◆ RECORDED DATA:
PR #648, opened 2022-04-04
Fix install from source Debian compile bug

ldennington:
Fixes #644

A Linux user reported an oddly small Debian package associated with the 2.0.692 release. This was caused by the refactoring of `build.sh` in #630. The fix is fairly straightforward - we have to ensure our binaries are copied to the expected location before attempting to create the package. This change implements that fix, and also fixes a component of the symlink path that was also mistakenly dropped in #630.

Here is the set of artifacts from before the fix was implemented, with the Debian package at an unlikely size of 940 B:

https://dev.azure.com/mseng/AzureDevOps/_build/results?buildId=17061102&view=artifacts&pathAsName=false&type=publishedArtifacts

Here is the set of artifacts from a test build I ran after the fix was implemented, with a more expected package size of 107 MB:

https://dev.azure.com/mseng/AzureDevOps/_build/results?buildId=17076015&view=artifacts&pathAsName=false&type=publishedArtifacts

PR #650, opened 2022-04-05
fixup! fixup! Add install from source script

ldennington:
While #648 led to the creation of a Debian package of the expected size, I realized during testing of this package that there was still a problem. After installing the package locally and running `git-credential-manager-core configure`, I saw the following error:

`git-credential-manager-core: command not found`

This is due to the fact that we need to create the symlink between `usr/local/bin/git-credential-manager-core` and `usr/local/share/git-credential-manager-core` _before_ we create the package. After applying this fix and building the package locally, the `git-credential-manager-core configure` command completed successfully.


derrickstolee (approved):

dscho (approved):
Good catch!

◆ TASK INSTRUCTIONS: Restate the material above word for word, leaving nothing out.

◆ WRITTEN REPLY:
PR #648, opened 2022-04-04
Fix install from source Debian compile bug

ldennington:
Fixes #644

A Linux user reported an oddly small Debian package associated with the 2.0.692 release. This was caused by the refactoring of `build.sh` in #630. The fix is fairly straightforward - we have to ensure our binaries are copied to the expected location before attempting to create the package. This change implements that fix, and also fixes a component of the symlink path that was also mistakenly dropped in #630.

Here is the set of artifacts from before the fix was implemented, with the Debian package at an unlikely size of 940 B:

https://dev.azure.com/mseng/AzureDevOps/_build/results?buildId=17061102&view=artifacts&pathAsName=false&type=publishedArtifacts

Here is the set of artifacts from a test build I ran after the fix was implemented, with a more expected package size of 107 MB:

https://dev.azure.com/mseng/AzureDevOps/_build/results?buildId=17076015&view=artifacts&pathAsName=false&type=publishedArtifacts

PR #650, opened 2022-04-05
fixup! fixup! Add install from source script

ldennington:
While #648 led to the creation of a Debian package of the expected size, I realized during testing of this package that there was still a problem. After installing the package locally and running `git-credential-manager-core configure`, I saw the following error:

`git-credential-manager-core: command not found`

This is due to the fact that we need to create the symlink between `usr/local/bin/git-credential-manager-core` and `usr/local/share/git-credential-manager-core` _before_ we create the package. After applying this fix and building the package locally, the `git-credential-manager-core configure` command completed successfully.


derrickstolee (approved):

dscho (approved):
Good catch!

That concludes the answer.